For the past six years, the World Health Organization (WHO) has recognized that malaria parasites have started to resist Artemisinin-based combination therapies (ACTs), which WHO recommends as the first—and second-line treatment for uncomplicated malaria.

Now, scientists say millions of lives are at risk unless urgent and radical action is taken to stop drug-resistant malaria from spreading in Africa. 

The 28 malaria scientists from 10 countries made the call to action in the journal Science, as numbers showed that resistance levels have soared in some areas from fewer than 1 percent to more than 20 percent of cases in three years.

Parasites that could resist artemisinin have reportedly spread within various African countries. It is estimated that resistant parasites in Ethiopia, Eritrea, Rwanda, Uganda, and Tanzania cause more than 10 percent of malaria cases.

Speaking to The New Times, Dr Aimable Mbituyumuremyi, Malaria Program Manager at Rwanda Biomedical Centre (RBC), noted that they know about artemisinin resistance and have taken steps to react to it.

“We have updated our treatment guidelines and are developing the anti-malaria drug resistance strategic plan to address this issue,” he said.

In its 2024 integrated malaria control guidelines, RBC noted that to fight against malaria resistance emerging in Rwanda, it will pilot a Multiple first-line treatment (MFT) strategy, which aims to deploy multiple therapies for malaria.

 As part of it, Rwanda aims to use three ACTs accepted in the country (Artemether Lumefantrine (AL), Dihydroartemisinic- piperaquine (DHAP), and Artesunate -pyronaridine (ASPY), allowing clinicians to select treatment according to established criteria.

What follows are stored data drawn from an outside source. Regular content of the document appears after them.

PR #129, opened 2019-04-25
ST-172 Bin detection

pgs-gmartowski:


src/core/integrations/CardinalCommerce.ts
```diff
@@ -121,7 +121,15 @@ export default class CardinalCommerce {
     const messageBusEvent: MessageBusEvent = {
       type: MessageBus.EVENTS_PUBLIC.LOAD_CARDINAL
     };
-    this._messageBus.publishFromParent(messageBusEvent, Selectors.CONTROL_FRAME_IFRAME);
+
+    this._messageBus.subscribe(MessageBus.EVENTS.CHANGE_CARD_NUMBER, (data: FormFieldState) => {
```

The WHO recommends MFT in areas where there is a high risk of drug resistance, including countries like Rwanda.

 The strategy reads, in part, “The findings of the pilot study will inform the adoption and implementation strategies of multiple first-line treatment of uncomplicated malaria in Rwanda.”

According to the malaria program mid-term plan published by the health ministry in 2023, Rwanda has made steady progress toward the epidemiological impact targets.